Mitigating Presentation Attack using DCGAN and Deep CNN
- URL: http://arxiv.org/abs/2207.00161v1
- Date: Wed, 22 Jun 2022 19:40:08 GMT
- Title: Mitigating Presentation Attack using DCGAN and Deep CNN
- Authors: Nyle Siddiqui, Rushit Dave
- Abstract summary: This research aims at identifying the areas where presentation attack can be prevented.
Our work focusses on generating photorealistic synthetic images from the real image sets.
We applied the deep neural net techniques on three different biometric image datasets.
- Score: 0.0
- License: http://creativecommons.org/licenses/by/4.0/
- Abstract: Biometric based authentication is currently playing an essential role over
conventional authentication system; however, the risk of presentation attacks
subsequently rising. Our research aims at identifying the areas where
presentation attack can be prevented even though adequate biometric image
samples of users are limited.
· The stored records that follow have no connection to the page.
Issue #2198, opened 2026-08-31
llm cache-cost follow-ups from #2194 review: cached-rate granularity, provider coverage, ledger migration


anantheparty:
Non-blocking notes from the #2194 pre-merge review (all pre-existing or conservative-direction), bundled for tracking.

1. **OpenAI/DeepSeek/Moonshot read side books 1.0x** (pricing.rs:1003-1008, third rate-card tier). Real values: gpt-4o ≈0.5x, gpt-4.1 ≈0.25x, DeepSeek ≈0.1x. Author's stance (never-understate without per-family constants) is self-consistent; the durable fix is a per-family cached-rate field in the catalog (the comment already points there) — OpenAI-heavy users' cost reports are currently meaningfully overstated.

2. **openai_responses.rs / openrouter.rs non-streaming don't extract cached_tokens** — cache hits there book at plain cost() (1.0x, never-understate). OpenRouter is also inconsistent with itself: streaming (shared openai SSE parse) normalizes, non-streaming doesn't.

3. **project_cost_usd not migrated** (cost_ledger.rs:190-194) — consumed by octos-pipeline/executor node costs and octos-swarm budget projection; on Anthropic it misses the 0.1x/1.25x premiums (understating). Needs the cache fields threaded through the signature.

4. **usage_status_json exposes read-side only** (ui_protocol_transport.rs:9883) — usage_ledger already accumulates cache_write_tokens (usage_ledger.rs:176); expose the write side too.

5. **Edge: provider-label substring matching** (pricing.rs:992-998, contains("anthropic")/etc. over free-text labels) — a relay literally named "my-anthropic-proxy" would get 0.1x reads = 5x understatement. Tighter: match on the parsed model family.

Refs #2194

PR #2226, opened 2026-09-03
fix(llm): extract cached_tokens in openrouter and openai-responses usage parsing

BH3GEI:
## Problem

Item 2 of #2198 (cache-cost follow-ups from the #2194 review): `openai_responses.rs` and `openrouter.rs` did not extract `cached_tokens` from usage responses. Cache hits on those providers were reported as plain `input_tokens`, violating `TokenUsage`'s documented disjoint cache accounting contract (total prompt = `input + cache_read + cache_write`). OpenRouter was also inconsistent with itself: its streaming path normalizes cached tokens via the shared openai SSE parse, while its non-streaming path did not — so the same request reported different usage depending on the stream flag.

## Root cause

Both providers report cached tokens INSIDE the prompt total on the wire (chat completions: `usage.prompt_tokens_details.cached_tokens`; Responses API: `usage.input_tokens_details.cached_tokens`). `openai.rs` already subtracts the cached share at its parse boundary; the openrouter non-streaming parser and both openai-responses parsers (non-streaming `parse_responses_api` and the streaming `response.completed` event) lacked the field and the normalization.

## Fix

- `openrouter.rs`: parse `prompt_tokens_details.cached_tokens` in the non-streaming `Usage` and normalize to the disjoint contract (`input_tokens = prompt_tokens - cached`, `cache_read_tokens = cached`), mirroring `openai.rs`. `saturating_sub` guards a pathological `cached > prompt_tokens` payload.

Our work focusses on generating photorealistic
synthetic images from the real image sets by implementing Deep Convolution
Generative Adversarial Net (DCGAN). We have implemented the temporal and
spatial augmentation during the fake image generation. Our work detects the
presentation attacks on facial and iris images using our deep CNN, inspired by
VGGNet [1]. We applied the deep neural net techniques on three different
biometric image datasets, namely MICHE I [2], VISOB [3], and UBIPr [4]. The
datasets, used in this research, contain images that are captured both in
controlled and uncontrolled environment along with different resolutions and
sizes. We obtained the best test accuracy of 97% on UBI-Pr [4] Iris datasets.
For MICHE-I [2] and VISOB [3] datasets, we achieved the test accuracies of 95%
and 96% respectively.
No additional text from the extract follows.